PR #14843, opened 2026-08-14
📱 style: Consolidate the Mobile Chat Header

danny-avila:
Second in the mobile-UI series. Follows #14836.

## Goal

The mobile chat header is a horizontally scrolling strip holding up to seven controls, each in its own outlined box — nothing groups, nothing recedes, and the overflow is *hidden* rather than solved. The row genuinely does not fit a 390px phone: `ModelSelector` alone is capped at `70vw` (273px) and the side clusters need ~130px.

Target layout on mobile: **sidebar toggle · ModelSelector · new chat · ellipsis**.

Desktop is unchanged throughout.

## Status: groundwork landed, layout pending

**Done**

- `useNewChat()` — the new-chat sequence (clear cached messages → invalidate → reset conversation) existed in **three** places: the sidebar button, the `newChat` shortcut, and an unrendered `Nav/NewChat` that also carried a `data-testid` colliding with the sidebar's. Now one hook. The panel switch stays an optional `onNewChat` callback because `useActivePanel` throws outside `ActivePanelProvider`, and the header sits outside it — that seam is what lets the header reuse this.
- `useMultiConvo()` / `useTemporaryChat()` — lift the compare and temporary-chat behaviour out of their buttons so the same actions can be menu items, keeping the visibility rules (assistants have their own comparison surface; temporary chat can't be toggled mid-thread) in one place.
- The header's new-chat button, rendered as an anchor to `/c/new` so modified clicks still open a tab.

**Remaining**

- Extract the item arrays from `ExportAndShareMenu` and `BookmarkMenu` (both already build `MenuItemProps[]` internally, so this is mechanical).
- Build the ellipsis on `DropdownPopup`, using its `subItems` for Bookmarks. Permission gates map onto `show`; the menu renders nothing if no items survive.
- Rewrite the header into three zones and delete `overflow-x-auto` (it is also a horizontal-swipe sink that the later edge-swipe work needs gone).
- Tests for the gating combinations.

## Two deliberate decisions

**CSS breakpoints, not `useMediaQuery`.** The hook initializes `matches = false` and resolves in an effect, so today's `{isSmallScreen ? <OpenSidebar/> : null}` already pops in one frame late on phones. Rebuilding with `md:hidden` / `max-md:hidden` fixes that rather than carrying it forward.

**Presets stays a visible icon on mobile for now.** `PresetItems` uses Radix's `<Close>`, which throws outside a Popover `Root`, so it cannot be re-hosted as menu items without making its close mechanism injectable. The clean fix is a controlled + anchored `PresetsMenu`, but that touches a shared desktop path and needs browser verification. Folding it is a follow-up; `presets` defaults to `true`, so this is a real (if small) gap rather than a theoretical one.

## Checks

Typecheck clean. Full client suite green at the current tip — 4269 tests, 361 suites.


danny-avila:
@codex review

danny-avila:
@codex review

danny-avila:
Rebased onto latest `dev` (now includes #14844, #14847, #14837) and addressed all five findings.

**P2 — separators deleted their own actions.** Correct: `separate: true` marks an entry as *being* a divider, so `DropdownPopup` returned only a `MenuSeparator` and dropped the item. Share and temporary chat vanished whenever an earlier group existed. Now pushed as standalone divider entries.

The spec missed it because its `DropdownPopup` mock rendered every label regardless of the flag. The mock now mirrors the real contract — dividers replace items, `show: false` entries are dropped — and a new test asserts both actions survive alongside their dividers. That test fails against the previous commit.

**P2 — bookmark query without permission.** Correct, and a real regression: the old header only mounted `BookmarkMenu` after the check. `useBookmarkItems` now takes an `enabled` gate that is passed to `useConversationTagsQuery` and also forces `show: false`.

**P2 — lost shared-link indicator.** Restored on the collapsed trigger, along with the active-link label so the tooltip and `aria-label` match the desktop share button.

**P2 — temporary chat had no visible checked state.** Restored: the row takes `bg-surface-active` and swaps to a check icon, keeping `aria-checked`.

**P1 — composing header controls.** Both new controls now compose the shared `Button` primitive with the same single override `OpenSidebar` already uses, rather than restating the bordered icon-button recipe.

Full client suite green: 4308 tests, 364 suites. Typecheck clean.

@codex review

PR #14844, opened 2026-08-14
⬇️ fix: Keep Scroll-to-Bottom Clear of the In-Flight Steer Stack

danny-avila:
Independent of the mobile-UI series (#14836, #14843) — touches one component and an existing atom, so it can merge in any order.

## The collision

Two elements claim the same corner:

| | position | anchor |
|---|---|---|
| `ScrollToBottom` | `bottom-5`, right-aligned | the message scroll region |
| `InFlightSteers` | `bottom-full`, right-aligned, up to `max-h-[35vh]` | the composer wrapper |

`bottom-full` means the steer bubbles stack **upward** from the composer's top edge — which is exactly where the scroll button sits, 20px up. They overlap at every breakpoint. They also live in different stacking contexts, so which one paints on top depends on ancestor DOM order rather than intent.

It reads as a mobile bug because a second issue compounds it there: the button's width is `md:max-w-3xl xl:max-w-4xl` with **no base value**, so on a phone it escapes the message column entirely and pins to the viewport edge while the bubbles inset by 8px.

## The fix

The reservation mechanism already exists and is already correct — the button was just never included in it.

`InFlightSteers` measures itself into `steerOverlayHeightFamily`, and `MessagesView` reads that to pad the thread so the newest message rests above the overlay (see the comment at `MessagesView.tsx`). This threads the same value through to `ScrollToBottom` and offsets its `bottom` by it:

```
bottom: calc(1.25rem + ${overlayHeight}px)
```

No new state, no second measurement, no new source of truth. The overlay is capped at `max-h-[35vh]`, so the button can rise at most a third of the screen — landing at the top of the stack, which is where you want it when steers are covering the bottom.

Separately, `px-4 md:px-0` gives the button a mobile gutter matching the message column. Desktop keeps its existing alignment exactly.

## Checks

- New `ScrollToBottom.spec.tsx` covering the resting offset, the lifted offset, the mobile gutter, and the preserved desktop width constraint.
- 840 tests / 59 suites green across the message area, including the `InFlightSteers` overlay-height contract.
- Typecheck clean.

## Verifying by hand

Start a run, queue three or four steers, then scroll up so the button appears. It should sit clear of the topmost bubble and stay inside the message column. Worth checking desktop too — the overlap is not mobile-only.

### DIFF
--- a/client/src/components/Chat/Messages/MessagesView.tsx
+++ b/client/src/components/Chat/Messages/MessagesView.tsx
@@ -28,11 +28,13 @@ const ScrollButton = memo(function ScrollButton({
   messagesEndRef,
   scrollHandler,
   onNearBottomChange,
+  overlayHeight,
 }: {
   scrollableRef: React.RefObject<HTMLDivElement | null>;
   messagesEndRef: React.RefObject<HTMLDivElement | null>;
   scrollHandler: (event: React.MouseEvent<HTMLButtonElement, MouseEvent>) => void;
   onNearBottomChange: (isNearBottom: boolean) => void;
+  overlayHeight: number;
 }) {
   const scrollButtonPreference = useRecoilValue(store.showScrollButton);
   const [showScrollButton, setShowScrollButton] = useState(false);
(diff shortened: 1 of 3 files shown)


danny-avila:
@codex review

________________________________________

The answer must be every line of the listing that holds the word "components".

--- a/client/src/components/Chat/Messages/MessagesView.tsx
+++ b/client/src/components/Chat/Messages/MessagesView.tsx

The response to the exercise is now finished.